▸ Exercise brief: Each record has to be repeated exactly as given.

▸ Study material:
BEGIN
PR #4989, opened 2023-11-10
Chase Constructor API Change for Opm::Connection Class

bska:
Downstream follow-up to OPM/opm-common#3763.  This must be merged in concert with the upstream PR.

PR #4992, opened 2023-11-10
Calculate D-Factor in Terms of Connection Class

bska:
This PR follows the API change of `WDFAC::getDFactor()` (PR OPM/opm-common#3765) to take the dynamic viscosity and gas density values in addition to a `Connection` object.

While here, also restructure the logic a little bit in order to avoid computing viscosity values unless they're actually needed.

### DIFF
--- a/opm/simulators/wells/WellInterface.hpp
+++ b/opm/simulators/wells/WellInterface.hpp
@@ -20,9 +20,16 @@
   along with OPM.  If not, see <http://www.gnu.org/licenses/>.
 */
 
-
 #ifndef OPM_WELLINTERFACE_HEADER_INCLUDED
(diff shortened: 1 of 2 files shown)


bska:
I am creating this PR in draft mode for two reasons

1. It depends on, and contains, the earlier PR #4989.
2. It depends on an upstream API change (OPM/opm-common#3765) for member function `WDFAC::getDFactor()`.

I will keep the PR in draft state until it is ready for review.

bska:
The upstream PR #4989 has been merged into the master branch.  Marking this PR as "ready for review" now.

bska:
jenkins build this opm-common=3765 please

PR #4993, opened 2023-11-10
Communicate Dynamic Transmissibility Multiplier to Output Layer

bska:
This PR captures the rock compaction transmissibility multiplier in the `PerfData` during the non-linear iterations and communicates the converged value back to the output layer through the new data member to the `data::Connection` structure,
```C++
double data::Connection::compact_mult
```
added in upstream PR OPM/opm-common#3766.

### DIFF
--- a/opm/simulators/wells/PerfData.cpp
+++ b/opm/simulators/wells/PerfData.cpp
@@ -27,7 +27,10 @@
 
 namespace Opm {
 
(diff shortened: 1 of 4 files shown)


bska:
I am creating this PR in draft mode because it depends on the upstream PR OPM/opm-common#3766 to provide the new data member.  I have also placed the PR on top of the earlier work #4992, although it could in principle be made indpendent of that change.

bska:
The upstream PR has been merged into the master branch.  I'm marking this as "ready for review".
END
▸ Written solution:
PR #4989, opened 2023-11-10
Chase Constructor API Change for Opm::Connection Class

bska:
Downstream follow-up to OPM/opm-common#3763.  This must be merged in concert with the upstream PR.

PR #4992, opened 2023-11-10
Calculate D-Factor in Terms of Connection Class

bska:
This PR follows the API change of `WDFAC::getDFactor()` (PR OPM/opm-common#3765) to take the dynamic viscosity and gas density values in addition to a `Connection` object.

While here, also restructure the logic a little bit in order to avoid computing viscosity values unless they're actually needed.

### DIFF
--- a/opm/simulators/wells/WellInterface.hpp
+++ b/opm/simulators/wells/WellInterface.hpp
@@ -20,9 +20,16 @@
   along with OPM.  If not, see <http://www.gnu.org/licenses/>.
 */
 
-
 #ifndef OPM_WELLINTERFACE_HEADER_INCLUDED
(diff shortened: 1 of 2 files shown)


bska:
I am creating this PR in draft mode for two reasons

1. It depends on, and contains, the earlier PR #4989.
2. It depends on an upstream API change (OPM/opm-common#3765) for member function `WDFAC::getDFactor()`.

I will keep the PR in draft state until it is ready for review.

bska:
The upstream PR #4989 has been merged into the master branch.  Marking this PR as "ready for review" now.

bska:
jenkins build this opm-common=3765 please

PR #4993, opened 2023-11-10
Communicate Dynamic Transmissibility Multiplier to Output Layer

bska:
This PR captures the rock compaction transmissibility multiplier in the `PerfData` during the non-linear iterations and communicates the converged value back to the output layer through the new data member to the `data::Connection` structure,
```C++
double data::Connection::compact_mult
```
added in upstream PR OPM/opm-common#3766.

### DIFF
--- a/opm/simulators/wells/PerfData.cpp
+++ b/opm/simulators/wells/PerfData.cpp
@@ -27,7 +27,10 @@
 
 namespace Opm {
 
(diff shortened: 1 of 4 files shown)


bska:
I am creating this PR in draft mode because it depends on the upstream PR OPM/opm-common#3766 to provide the new data member.  I have also placed the PR on top of the earlier work #4992, although it could in principle be made indpendent of that change.

bska:
The upstream PR has been merged into the master branch.  I'm marking this as "ready for review".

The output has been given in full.